[Collected data entries]

PR #1134, opened 2022-08-22
Add the Toeplitz hash function

qobilidop:
We would like to add the Toeplitz hash function to BMv2 because we are using BMv2 to model a software NIC, and the Toeplitz hash function is widely used for RSS (Receive-Side Scaling) in NIC. This is another follow-up of #1131. 

The current implementation roughly follows the one in DPDK: 
https://github.com/DPDK/dpdk/blob/72206323a5dd3182b13f61b25a64abdddfee595c/lib/hash/rte_thash.h#L165-L191

The following references are also consulted:
- https://doc.dpdk.org/guides/prog_guide/toeplitz_hash_lib.html
- https://docs.microsoft.com/en-us/windows-hardware/drivers/network/rss-hashing-functions


qobilidop:
I've left several TODOs on things I cannot decide myself alone. I'd like to get some suggestions before moving on to finalize the implementation.

src/bm_sim/calculations.cpp
```diff
@@ -392,6 +392,40 @@ struct xor_hash {
...
+      for (uint32_t input_word = input[j]; input_word; input_word &= (input_word - 1)) {
+        int i = ffs(input_word);
+        uint32_t key_word_l = rss_key[j % rss_key_len] << (31 - i);
+        uint32_t key_word_r = rss_key[(j + 1) % rss_key_len] >> (i + 1);
+        final_xor_value ^= (key_word_l | key_word_r);
+      }
+    }
+
+    // TODO: Decide whether to require len % 4 == 0,
+    // or to handle remaining bytes in some way.
```
antoninbas, line 411: yes, it should ideally accept inputs of any length. I am not familiar with this hash function but maybe 0-padding is the right way to deal with this.

src/bm_sim/calculations.cpp
```diff
@@ -392,6 +392,40 @@ struct xor_hash {
...
+
+    return final_xor_value;
+  }
+
+  // TODO: I'm not sure what would be the best API to configure the RSS key.
```
antoninbas, line 416: check out how arbitrary polynomials are configured for crc_custom, you can do the same for this

src/bm_sim/calculations.cpp
```diff
@@ -392,6 +392,40 @@ struct xor_hash {
...
+  void update_rss_key(const uint32_t *new_rss_key, size_t new_rss_key_len) {
+    rss_key_len = new_rss_key_len;
+    rss_key = new uint32_t(rss_key_len);
+    std::memcpy(rss_key, new_rss_key, rss_key_len * sizeof(uint32_t));
```
antoninbas, line 420: you have a memory leak when the key is updated. Please don't use `new` at all. Just use a `std::vector` for the key.

src/bm_sim/calculations.cpp
```diff
@@ -392,6 +392,40 @@ struct xor_hash {
...
+  }
+
+ private:
+  // TODO: Decide whether to use uint32_t* or unint8_t* for rss_key.
+  uint32_t *rss_key;
+  size_t rss_key_len;
```
antoninbas, line 426: based on what I see above, looks like a `std::vector<uint32_t>` would work fine for your key, unless the key length doesn't need to be a multiple of 4 bytes.

src/bm_sim/calculations.cpp
qobilidop: Done. I went with 0-padding.

src/bm_sim/calculations.cpp
qobilidop: Done.

src/bm_sim/calculations.cpp
qobilidop: Done.

src/bm_sim/calculations.cpp
qobilidop: Done.

qobilidop:
I think the next step would be to add an interface for the runtime CLI to configure the RSS key. I'll dig into this on my end, but if @antoninbas you could point me to some relevant code, that would be very helpful.

antoninbas:
> I think the next step would be to add an interface for the runtime CLI to configure the RSS key. I'll dig into this on my end, but if @antoninbas you could point me to some relevant code, that would be very helpful.

I think I already mentioned `crc_custom` to you, which can be configured at runtime:
* https://github.com/p4lang/behavioral-model/blob/a2e920781f72631159cc4a1bd591787c8b44c8ac/thrift_src/standard.thrift#L703-L713
* https://github.com/p4lang/behavioral-model/blob/a2e920781f72631159cc4a1bd591787c8b44c8ac/include/bm/bm_sim/runtime_interface.h#L399-L407

src/bm_sim/calculations.cpp
```diff
@@ -360,36 +360,110 @@ struct csum16 {
   }
 };
 
+// Concatenate the next n bytes into the specified type.
+// Pad zeros at tail when given bytes are shorter than the type.
+// For example, concat<uint32_t>(&{0xab, 0xcd}, 2) == 0xabcd0000.
+template <typename T>
+T concat(const char *buf, size_t n) {
```
antoninbas, line 367: I don't think `concat` is a great name for this function. It's not doing any concatenation. Maybe `emitAsInteger`?

src/bm_sim/calculations.cpp
```diff
@@ -360,36 +360,110 @@ struct csum16 {
...
+    auto raw_input_words = reinterpret_cast<const uint32_t *>(buf);
+    const size_t n_words = len / 4;
+    const size_t n_bytes_remain = len % 4;
+    for (size_t i_word = 0; i_word < n_words; i_word++) {
+      input_words.push_back(ntohl(raw_input_words[i_word]));
+    }
+    if (n_bytes_remain) {
+      input_words.push_back(
+        concat<uint32_t>(buf + (len - n_bytes_remain), n_bytes_remain));
+    }
```
antoninbas, line 423: it doesn't seem that this needs to be protected by the mutex

include/bm/bm_sim/calculations.h
```diff
@@ -387,6 +387,32 @@ class CustomCrcMgr {
...
+enum class RssErrorCode {
+  SUCCESS = 0,
+  INVALID_CALCULATION_NAME,
+  WRONG_TYPE_CALCULATION,
+  INVALID_KEY,
+};
+
+namespace detail {
+
+using rss_key_t = std::vector<uint8_t>;
```
antoninbas, line 399: could you remind me why this is not `std::vector<uint32_t>`, given that you require `len % 4 != 0`?

qobilidop: My main concern is the ambiguity of endianness. I think it puts less mental burden on users this way. Otherwise, users might need to worry about the endianness of `uint32_t` when trying to set the RSS key.

src/bm_sim/calculations.cpp
qobilidop: I see. I'll remove it then. I didn't truly understand why the mutex was used in `custom_crc` and simply followed their examples here.

src/bm_sim/calculations.cpp
```diff
@@ -360,36 +360,110 @@ struct csum16 {
...
+
+    // Compute hash.
+    uint32_t final_xor_value = 0;
+    const auto key_len = host_rss_key.size();
+    for (size_t i_word = 0; i_word < input_words.size(); i_word++) {
+      // Mod key_len so we could handle longer inputs.
+      const auto& base_key_l = host_rss_key[i_word % key_len];
+      const auto& base_key_r = host_rss_key[(i_word + 1) % key_len];
```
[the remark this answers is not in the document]
qobilidop: I thought there might be a small performance benefit using a const reference instead of a new variable.

src/bm_sim/calculations.cpp
qobilidop: Sure, will rename it.

src/bm_sim/calculations.cpp
antoninbas: to be clear, you need a mutex since another thread can come it and mutate the rss_key
but this specific section of the code (building the `input_words`) is expensive (vector memory allocation) and doesn't need to be protected by the mutex
the mutex is only needed to access rss_key

include/bm/bm_sim/calculations.h
antoninbas: sounds good

src/bm_sim/calculations.cpp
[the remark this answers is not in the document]
antoninbas: doubtful that there is any difference. If anything I'd say it's the opposite, since a reference would basically be a pointer (64-bit address).

src/bm_sim/calculations.cpp
qobilidop: I see. Thanks for your clarification!

src/bm_sim/calculations.cpp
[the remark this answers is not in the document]
qobilidop: That's good to know. Thanks for the knowledge! I'll change them to normal variables then.

include/bm/bm_sim/calculations.h
```diff
@@ -387,6 +387,32 @@ class CustomCrcMgr {
...
+
+std::ostream &operator<<(std::ostream &out, const rss_key_t &rss_key);
+
+}  // namespace detail
+
+class RssMgr {
```
antoninbas, line 405: is this going to be used for anything else? because as a standalone object, I find the name a bit confusing. If it will be specific to the Toeplitz hash function, then the name `ToeplitzRssMgr` would be better. Same for other names (e.g., `set_rss_key` -> `set_toeplitz_rss_key`).

tools/runtime_CLI.py
```diff
@@ -2602,6 +2605,11 @@ def do_set_crc32_parameters(self, line):
     def complete_set_crc32_parameters(self, text, line, start_index, end_index):
         return self._complete_crc(text, 32)
 
+    def do_set_rss_key(self, line):
+        "Change the RSS key for the Toeplitz hash: set_rss_key <name> <rss key in hex string>"
+        name, rss_key = line.split()
+        rss_key = bytearray.fromhex(rss_key)
```
antoninbas, line 2611: I'd suggest doing some extra client-side validation here on the key (e.g., make sure the length is a multiple of 4). That can help provide more helpful error messages.

src/bm_sim/calculations.cpp
```diff
@@ -360,36 +360,110 @@ struct csum16 {
...
+
+  uint32_t operator()(const char *buf, size_t len) const {
+    // Convert input bytes (in network byte order) to host words.
+    // Pad the last one with zeros if it's shorter than a word.
+    std::vector<uint32_t> input_words;
+    auto raw_input_words = reinterpret_cast<const uint32_t *>(buf);
+    const size_t n_words = len / 4;
+    const size_t n_bytes_remain = len % 4;
+    for (size_t i_word = 0; i_word < n_words; i_word++) {
+      input_words.push_back(ntohl(raw_input_words[i_word]));
```
antoninbas, line 416: out-of-curiosity, does the dpdk implementation also require an `ntohl` conversion?

src/bm_sim/calculations.cpp
```diff
@@ -360,36 +360,110 @@ struct csum16 {
   }
 };
 
+// Concatenate the next n bytes and emit as the specified integer type.
```
antoninbas, line 363:
```suggestion
// Emit the next n bytes as the specified integer type.
```

src/bm_sim/calculations.cpp
qobilidop: In DPDK, the input is already in 4-bytes chunks, so they don't need the step to convert from raw bytes. See:

https://github.com/DPDK/dpdk/blob/72206323a5dd3182b13f61b25a64abdddfee595c/lib/hash/rte_thash.h#L177

qobilidop: Also quoting the DPDK doc from https://doc.dpdk.org/guides/prog_guide/toeplitz_hash_lib.html:

> Both of above mentioned \_softrss\_ functions expect the tuple to be in “host” byte order and a multiple of 4 bytes in length.

tools/runtime_CLI.py
qobilidop: Done.

src/bm_sim/calculations.cpp
qobilidop: Done.

include/bm/bm_sim/calculations.h
qobilidop: Done.

src/bm_sim/calculations.cpp
```diff
@@ -507,6 +582,37 @@ template class CustomCrcMgr<uint16_t>;
...
+}
+
+}  // namespace detail
+
+ToeplitzRssErrorCode
+ToeplitzRssMgr::update_key(NamedCalculation *calculation,
+                   const rss_key_t &key) {
+  // TODO(qobilidop): Make the logger work.
+  // Logger::get()->info("Updating RSS key of {} to: {}",
+  //                     calculation->get_name(), key);
```
qobilidop, line 602: I got stuck on this. If I uncomment the logger code, it would result in an error saying:
```console
../../third_party/spdlog/bm/spdlog/sinks/./../details/./format.h:2567:6: error: no match for 'operator<<' (operand types are 'std::__cxx11::basic_ostringstream<char>' and 'const std::vector<unsigned char>')
 2567 |   os << value;
      |   ~~~^~~~~~~~
```

But `operator<<` is overloaded right above. I don't know what's wrong.

include/bm/bm_sim/calculations.h
```diff
@@ -387,6 +387,32 @@ class CustomCrcMgr {
...
+enum class ToeplitzRssErrorCode {
+  SUCCESS = 0,
+  INVALID_CALCULATION_NAME,
+  WRONG_TYPE_CALCULATION,
+  INVALID_KEY,
+};
+
+namespace detail {
+
+using rss_key_t = std::vector<uint8_t>;
```
antoninbas, line 399: s/rss_key_t/toeplitz_rss_key_t

thrift_src/standard.thrift
```diff
@@ -231,6 +231,18 @@ exception InvalidCrcOperation {
  1:CrcErrorCode code
 }
 
+typedef list<i8> BmRssKey
+
+enum RssErrorCode {
```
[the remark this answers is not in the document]
qobilidop: Here we can't do this renaming because it would result in a name collision with `ToeplitzRssErrorCode` defined in `calculations.h`. [For `custom_crc`, `CustomCrcErrorCode` and `CrcErrorCode` are used to avoid this collision in `bm_set_crc32_custom_parameters` in `Standard_servers.cpp`](https://github.com/p4lang/behavioral-model/blob/a2e920781f72631159cc4a1bd591787c8b44c8ac/src/bm_runtime/Standard_server.cpp#L1160-L1174). I followed that example to use the shorthand `RssErrorCode` here. But if you have a better name in mind, please let me know.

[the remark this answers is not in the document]
antoninbas: let's use the `ToeplitzRssHash` prefix in one place and the `ToeplitzRss` prefix in the other

thrift_src/standard.thrift
```diff
@@ -231,6 +231,18 @@ exception InvalidCrcOperation {
  1:CrcErrorCode code
 }
 
+typedef list<i8> BmToeplitzRssKey
+
+enum ToeplitzRssHashErrorCode {
```
antoninbas, line 236: for consistency, everything in the Thrift service should use the `ToeplitzRssHash` / `toeplitz_rss_hash` prefix

include/bm/bm_sim/calculations.h
```diff
@@ -387,6 +387,32 @@ class CustomCrcMgr {
...
+
+using toeplitz_rss_key_t = std::vector<uint8_t>;
+
+std::ostream &operator<<(std::ostream &out, const toeplitz_rss_key_t &rss_key);
+
+}  // namespace detail
+
+class ToeplitzRssMgr {
+ public:
+  using toeplitz_rss_key_t = detail::toeplitz_rss_key_t;
```
antoninbas, line 407: since this is in the scope of `ToeplitzRssMgr`, you could change it to `using rss_key_t = detail::toeplitz_rss_key_t;` if you want

src/bm_sim/calculations.cpp
```diff
@@ -360,36 +360,110 @@ struct csum16 {
...
-    for (size_t offset = 0; offset < len; offset++) {
-      t = (t << 8) + (static_cast<T>(buf[byte + offset]) & mask);
+    final_xor_value ^= emitAsInteger<T>(buf + byte, len);
+
+    return final_xor_value;
+  }
+};
+
+struct toeplitz {
+  using toeplitz_rss_key_t = ToeplitzRssMgr::toeplitz_rss_key_t;
```
antoninbas, line 402: ditto

thrift_src/standard.thrift
antoninbas: although I'm thinking more about this, and I don't see why we use "rss" everywhere. RSS is just one use case for a hash function, and in bmv2 there is nothing tying this hash function to RSS.

So IMO, we should use `toeplitz_hash_` / `ToeplitzHash` for the Thrift service, and `toeplitz_` / `Toeplitz` for the bm_sim core library.

qobilidop: Sure, I'll adopt this naming scheme.

src/bm_sim/calculations.cpp
qobilidop: I ended up using `ByteContainer` to replace `std::vector<uint8_t>`, which already has a `to_hex()` method defined.

antoninbas (approved):
LGTM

## WORK TO COMPLETE
Among the records above, find each line holding "which" and list it.

## FINISHED EXERCISE
I think I already mentioned `crc_custom` to you, which can be configured at runtime:
qobilidop: I ended up using `ByteContainer` to replace `std::vector<uint8_t>`, which already has a `to_hex()` method defined.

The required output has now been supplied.